Она «была худенькая, довольно высокая и гибкая блондинка, фигурой напоминавшая мою мать, – сообщает И. Л. Толстой, – а по лицу, скорее похожая на отца, с теми же ясно очерченными скулами и с светло-голубыми глубоко сидящими глазами. Тихая и скромная по природе, она всегда производила впечатление как будто немножко загнанной. Она сердцем почувствовала одиночество отца, и она первая из всех нас отшатнулась от общества своих сверстников и незаметно, но твердо и определенно перешла на его сторону. Вечная заступница за всех обиженных и несчастных, Маша всей душой ушла в интересы деревенских бедняков и, где могла, помогала своими слабыми физическими силенками, и, главное, – своим большим отзывчивым сердцем».
На тему о дружбе, о любви между Львом Николаевичем и Марией Львовной можно многое рассказать, но мы ограничимся лишь двумя цитатами из документов того времени.
Касаясь в письмах своей семейной жизни, Лев Николаевич противопоставляет дочь Машу всем остальным детям; она его отдохновение, единственная надежда. – «Я живу хорошо: очень много больше всех годов работаю в поле с девочками, особенно с Машей, которая самая большая моя радость». «Живу я хорошо. Из детей моих близка мне по духу одна Маша. А те, бедные, только тяготятся тем, что я торчу перед ними, напоминая им о том, чего требует от них и совесть».
Но Софья Андреевна совсем иначе воспринимает необычные наклонности дочери. Она с негодованием и даже брезгливостью относится к ним. Для Льва Николаевича Мария Львовна – самая близкая из детей, для Софьи Андреевны – последняя из всех.

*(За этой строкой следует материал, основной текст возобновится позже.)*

PR #374, opened 2020-02-06
Mininale Supported Rust Toolchain version 1.39.0

riendegris:
With the upcoming changes, the minimum version of the rust toolchain that compiles the project has changed from 1.36 -> 1.39.


amatissart:
No objection, but I think we should update the Rust version used in Dockerfiles at the same time.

«У нас сегодня… неприятно, – сообщает она сестре. – Вхожу утром в столовую кофе пить, вижу стоит Левочка, стакан чаю в руках и кричит на Таню. Я спросила, что такое; оказывается, что Илья и Машка напели отцу, что вечер – скука, что они против, что неизвестно для кого я делаю вечер и т. д. Таня в это время приехала и сказала, как она всегда искренна, что ей это очень весело и что она не понимает, как девочке 16 лет может быть скучно танцевать. Тогда Левочка что-то в этом нашел (против шерстки погладили) и начал кричать на Таню, что она лжет и проч. Почему лжет, он так и не мог отказать. Я вступилась за Таню, и вышла история. Вечер я расстроила, сказала всем, а эту пейзанскую [!] Машку я еще теперь больше приберу к рукам… Конечно, я очень сердита и начну ездить эти дни в театры, цирки и проч. А Машка будет сидеть дома и ничего завтра не получит, даже не поздравлю ее».

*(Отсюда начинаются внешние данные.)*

PR #375, opened 2020-02-12
add a gzip option for CSV addresses importers

remi-dupre:
Add a `gzip` parameter for BANO and OpenAddresses importers, this allows to import gziped CSV files. For example:

```bash
cargo run --release --bin openaddresses2mimir -- --gzip --input=luxembourg.csv.gz --connection-string=$ES_ADDRESS
```

Our use-case is that we intend to import a big amount of addresses that were obtained by merging several sources and that we output using OpenAddresses format.

In general it may still be a nice feature, at least for BANO importer as compressed CSV files are distributed.

### DIFF
--- a/Cargo.toml
+++ b/Cargo.toml
@@ -42,6 +42,7 @@ address-formatter = "^0.2.1"
 navitia-poi-model = "0.2.1"
 walkdir = "2"
 rusqlite = "0.20"
+libflate = "0.1"
 
 mimir = { path = "libs/mimir" }
 bragi = { path = "libs/bragi" }
--- a/Cargo.toml
+++ b/Cargo.toml
@@ -42,7 +42,7 @@ address-formatter = "^0.2.1"
 navitia-poi-model = "0.2.1"
 walkdir = "2"
 rusqlite = "0.20"
-libflate = "0.1"
+flate2 = "1.0"
 
 mimir = { path = "libs/mimir" }
 bragi = { path = "libs/bragi" }
--- a/src/addr_reader.rs
+++ b/src/addr_reader.rs
@@ -1,7 +1,7 @@
 use crate::Error;
 use csv;
 use failure::ResultExt;
-use libflate::gzip;
+use flate2::read::GzDecoder;
 use mimir::rubber::{IndexSettings, IndexVisibility, Rubber};
 use mimir::Addr;
 use par_map::ParMap;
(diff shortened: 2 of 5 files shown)


Cargo.toml
```diff
@@ -42,6 +42,7 @@ address-formatter = "^0.2.1"
 navitia-poi-model = "0.2.1"
 walkdir = "2"
 rusqlite = "0.20"
+libflate = "0.1"
```
amatissart: `flate2`, already used by cosmogony and osmpbfreader could be a better choice

remi-dupre: Nice catch! I fixed this here: 2579f1aa2a035e3aa99fddae2428c1511f45d305.

riendegris:
Hello,

I like the idea of beeing able to read more formats. If I understand correctly, this is to add the ability to read zipped CSVs.

Is a flag `--gzip` really necessary? Shouldn't the file extension be enough to inform you that you may have to deflate the file prior to reading it?

riendegris:
Il y a une autre solution toute simple, et qui consiste a presque ne rien faire ;-)
```
gunzip file.csv.gz | bano2mimir
```
Presque ne rien faire, car il faut tout de meme faire en sorte que le binaire lise `stdin`. On applique la philosophie unix.

En resume, je vois 2 solutions....

1. Chaque executable fait son petit boulot, libre a l'utilisateur de _composer_  ces executables pour accomplir la tache. => Modifier `bano2mimir` pour lire `stdin`. 
2. Faciliter la tache de l'utilisateur au maximum... implementer une logique de reconnaissance des extensions, et implementer la lecture de ces extensions (gz, zip, bz2).

Je suis assez favorable a la version 1, et je sollicite votre opinion

riendegris:
Sorry Remi, I did not comment fast enough, and you implemented a change before I even finished my train of thoughts...

remi-dupre:
Hello,

Thanks for your review!

> Is a flag `--gzip` really necessary? Shouldn't the file extension be enough to inform you that you may have to deflate the file prior to reading it?

I changed the behavior to decide decompression based on the extension as this is indeed lighter to use and implement. My first intention was to take no risk of regression, but I am very paranoid, there might be no plausible scenario where someone actually calls a plain CSV `file.csv.gz` :smile: 

> Sorry Remi, I did not comment fast enough, and you implemented a change before I even finished my train of thoughts...

Oh sorry about that, I'll stay available for your other thoughts ;)

remi-dupre:
> Il y a une autre solution toute simple, et qui consiste a presque ne rien faire ;-)
> 
> ```
> gunzip file.csv.gz | bano2mimir
> ```
> 
> Presque ne rien faire, car il faut tout de meme faire en sorte que le binaire lise `stdin`. On applique la philosophie unix.

I think it would require a few more changes, but it would indeed be interesting (for example it gets the flexibility to work with any compression algorithm), but looses a bit of generality in the case of *openaddresses2mimir* which can handle directories.

I wouldn't mind going for this option if you prefer it. It could even be possible to keep both but I think it would be confusing.

remi-dupre:
I added the possibility to read addresses from standard input as @riendegris suggested as this is indeed more flexible.

riendegris:
Thanks Remi, it looks good to me. Thank you for the extra work of using stdin.

src/addr_reader.rs
```diff
@@ -60,13 +47,89 @@ where
...
+    F: Fn(T) -> Result<Addr, Error> + Send + Sync + 'static,
+    T: DeserializeOwned + Send + 'static,
+{
+    let streams = files.into_iter().filter_map(|path| {
+        info!("importing {:?}...", &path);
+
+        let with_gzip = path
+            .extension()
+            .and_then(|ext| ext.to_str())
+            .map(|ext| ext == "gz" || ext.ends_with(".gz"))
```
amatissart: `ext == "gz"` is not enough ?

remi-dupre: You're right, this indeed works O_o

```rust
fn main() {
    use std::path::Path;
    
    let path = Path::new("foo.csv.gz");
    assert_eq!("gz", path.extension().unwrap());
}
```

([Playground](https://play.rust-lang.org/?version=stable&mode=debug&edition=2018&gist=dcaf51505db405b5c605a4a1c0cc991e))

«Маша все так же скрытна, неуловима и бледна. Не ест мяса и очень этим меня сердит».
«Все мои несчастные дети спутаны нравственно совершенно; теперь кризис, и они колеблются, куда и как идти. Прежде они были под гнетом упреков и проповедей отца, теперь он очень весел, добр, живет по-прежнему и ничего не проповедует. Дети, старшие, конечно, предоставлены сами себе и вот ищут пути… Сегодня был разговор со старшими и потом с Машей и Верой Шидловской. Я внушала вместе с Верой своей Маше, что в тысячу раз лучше быть последовательной, цельной и танцевать в своем кругу и молиться в своей церкви, чем галдеть песни с пейзанками, перенимать их грубые нравы и жить совсем без веры. В конце концов все-таки, замужем или девушкой, придется жить всю жизнь в своей среде, и все вышедшие из нее всегда несчастливы, без исключения. Маша ничего на это не могла сказать, и я надеюсь, потихоньку, но я ее образумлю».